Task prompt: An exact copy of the listing is what is needed; please output it in full.

Task data:

[Start of Attachment]

Issue #51, opened 2015-06-25
Incomplete use of 'sudo' when running 'dfu-util'


endorama:
In my setup I need to use `sudo` to properly run `dfu-util -l` ( the setup has been created following the [guide provided](https://community.particle.io/t/how-to-install-spark-cli-on-ubuntu-12-04/3474) in the Readme of this repository ).

There is a configuration option ( `useSudoForDfu` ) that I presume should be used in this cases, but currently  doesn't run `dfu-util -l` with `sudo` ( actually is used only for **reading** from the device, not for listing or writing ), as you can see from the lines in `lib/dfu.js`:
* [lib/dfu.js line 44](https://github.com/spark/particle-cli/blob/88ea621d2ea64aa85c112efc4d0a91a6d6634799/lib/dfu.js#L44)
* [lib/dfu.js line 87](https://github.com/spark/particle-cli/blob/88ea621d2ea64aa85c112efc4d0a91a6d6634799/lib/dfu.js#L87)
* [lib/dfu.js line 111](https://github.com/spark/particle-cli/blob/88ea621d2ea64aa85c112efc4d0a91a6d6634799/lib/dfu.js#L111)
* [lib/dfu.js line 93](https://github.com/spark/particle-cli/blob/88ea621d2ea64aa85c112efc4d0a91a6d6634799/lib/dfu.js#L93) where `getCommandPrefix` is run and returns `sudo dfu-util` if `useSudoForDfu` is true

This makes the commands like `keys` crash ( in particular I wasn't able to complete step 7 of spark-server installation process ).

Is this the intended behaviour? I tried changing the code to use sudo and everything seemed to work fine.

I can submit a PR to fix this.
Thank you

kennethlimcp:
@endorama , do you have a PR? Or i can fix this :)

endorama:
PR submitted! :)

emilyrose:
yay! thanks @endorama! :heart:

PR #65, opened 2015-07-13
Fix for Incomplete use of 'sudo' when running 'dfu-util'

endorama:
Use sudo when `useSudoForDfu` option is `true` for every dfu command.

Should fix issue #51

### DIFF
--- a/lib/dfu.js
+++ b/lib/dfu.js
@@ -41,7 +41,8 @@ var that = module.exports = {
 		var temp = when.defer();
 
 		var failTimer = utilities.timeoutGenerator("findCompatibleDFU timed out", temp, 6000);
-		child_process.exec("dfu-util -l", function (error, stdout, stderr) {
+		var cmd = that.getCommand() + " -l";
+		child_process.exec(cmd, function (error, stdout, stderr) {
 			clearTimeout(failTimer);
 			Object.keys(specs).forEach(function (id) {
 				if(stdout.indexOf(id) >= 0) {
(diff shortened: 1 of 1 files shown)


lib/dfu.js
```diff
@@ -108,12 +109,16 @@ var that = module.exports = {
...
 
 		that.checkBinaryAlignment("-D " + binaryPath);
-		return utilities.deferredSpawnProcess("dfu-util", args);
+		return utilities.deferredChildProcess(that.getCommand() + ' ' + args.join(' '));
 	},
 
-	getCommandPrefix: function () {
-		var sudo = (settings.useSudoForDfu) ? "sudo " : "";
-		return sudo + "dfu-util -d " + that.deviceID;
+	getCommand: function () {
```
kennethlimcp: @emilyrose  i'm thinking this should have a more specific name. Thoughts?

kennethlimcp:
@endorama, the three commits can be squashed into one commit. Using `git rebase -i`, you change `pick` for the older two commits to `squash` and `git push` then they will be combined into one.

lib/dfu.js
endorama: Just to clarify on this name: I decided to use `getCommand()` because this method is located in dfu module ( and actually permit to get the proper dfu command to run ).

endorama:
@kennethlimcp squashed!

kennethlimcp:
LGTM :). Will see what emily says :)

emilyrose:
hey, looks good! thanks @endorama! thanks for your help, @kennethlimcp :smile_cat: :+1:

lib/dfu.js
```diff
@@ -108,12 +109,16 @@ var that = module.exports = {
 		];
 
 		that.checkBinaryAlignment("-D " + binaryPath);
-		return utilities.deferredSpawnProcess("dfu-util", args);
+		return utilities.deferredChildProcess(that.getCommand() + ' ' + args.join(' '));
```
kennethlimcp: @endorama, is there some reason this need to be `deferredChildProcess()` as it broke the verbose display for DFU.

endorama: Using `deferredSpawnProcess` produce a `ENOENT` error ( there is a reference for this in the long commit message for #65 ).
I do not remember precisely why it worked creating a child process instead of spawning a new one.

[End of Attachment]

Answer:
Issue #51, opened 2015-06-25
Incomplete use of 'sudo' when running 'dfu-util'


endorama:
In my setup I need to use `sudo` to properly run `dfu-util -l` ( the setup has been created following the [guide provided](https://community.particle.io/t/how-to-install-spark-cli-on-ubuntu-12-04/3474) in the Readme of this repository ).

There is a configuration option ( `useSudoForDfu` ) that I presume should be used in this cases, but currently  doesn't run `dfu-util -l` with `sudo` ( actually is used only for **reading** from the device, not for listing or writing ), as you can see from the lines in `lib/dfu.js`:
* [lib/dfu.js line 44](https://github.com/spark/particle-cli/blob/88ea621d2ea64aa85c112efc4d0a91a6d6634799/lib/dfu.js#L44)
* [lib/dfu.js line 87](https://github.com/spark/particle-cli/blob/88ea621d2ea64aa85c112efc4d0a91a6d6634799/lib/dfu.js#L87)
* [lib/dfu.js line 111](https://github.com/spark/particle-cli/blob/88ea621d2ea64aa85c112efc4d0a91a6d6634799/lib/dfu.js#L111)
* [lib/dfu.js line 93](https://github.com/spark/particle-cli/blob/88ea621d2ea64aa85c112efc4d0a91a6d6634799/lib/dfu.js#L93) where `getCommandPrefix` is run and returns `sudo dfu-util` if `useSudoForDfu` is true

This makes the commands like `keys` crash ( in particular I wasn't able to complete step 7 of spark-server installation process ).

Is this the intended behaviour? I tried changing the code to use sudo and everything seemed to work fine.

I can submit a PR to fix this.
Thank you

kennethlimcp:
@endorama , do you have a PR? Or i can fix this :)

endorama:
PR submitted! :)

emilyrose:
yay! thanks @endorama! :heart:

PR #65, opened 2015-07-13
Fix for Incomplete use of 'sudo' when running 'dfu-util'

endorama:
Use sudo when `useSudoForDfu` option is `true` for every dfu command.

Should fix issue #51

### DIFF
--- a/lib/dfu.js
+++ b/lib/dfu.js
@@ -41,7 +41,8 @@ var that = module.exports = {
 		var temp = when.defer();
 
 		var failTimer = utilities.timeoutGenerator("findCompatibleDFU timed out", temp, 6000);
-		child_process.exec("dfu-util -l", function (error, stdout, stderr) {
+		var cmd = that.getCommand() + " -l";
+		child_process.exec(cmd, function (error, stdout, stderr) {
 			clearTimeout(failTimer);
 			Object.keys(specs).forEach(function (id) {
 				if(stdout.indexOf(id) >= 0) {
(diff shortened: 1 of 1 files shown)


lib/dfu.js
```diff
@@ -108,12 +109,16 @@ var that = module.exports = {
...
 
 		that.checkBinaryAlignment("-D " + binaryPath);
-		return utilities.deferredSpawnProcess("dfu-util", args);
+		return utilities.deferredChildProcess(that.getCommand() + ' ' + args.join(' '));
 	},
 
-	getCommandPrefix: function () {
-		var sudo = (settings.useSudoForDfu) ? "sudo " : "";
-		return sudo + "dfu-util -d " + that.deviceID;
+	getCommand: function () {
```
kennethlimcp: @emilyrose  i'm thinking this should have a more specific name. Thoughts?

kennethlimcp:
@endorama, the three commits can be squashed into one commit. Using `git rebase -i`, you change `pick` for the older two commits to `squash` and `git push` then they will be combined into one.

lib/dfu.js
endorama: Just to clarify on this name: I decided to use `getCommand()` because this method is located in dfu module ( and actually permit to get the proper dfu command to run ).

endorama:
@kennethlimcp squashed!

kennethlimcp:
LGTM :). Will see what emily says :)

emilyrose:
hey, looks good! thanks @endorama! thanks for your help, @kennethlimcp :smile_cat: :+1:

lib/dfu.js
```diff
@@ -108,12 +109,16 @@ var that = module.exports = {
 		];
 
 		that.checkBinaryAlignment("-D " + binaryPath);
-		return utilities.deferredSpawnProcess("dfu-util", args);
+		return utilities.deferredChildProcess(that.getCommand() + ' ' + args.join(' '));
```
kennethlimcp: @endorama, is there some reason this need to be `deferredChildProcess()` as it broke the verbose display for DFU.

endorama: Using `deferredSpawnProcess` produce a `ENOENT` error ( there is a reference for this in the long commit message for #65 ).
I do not remember precisely why it worked creating a child process instead of spawning a new one.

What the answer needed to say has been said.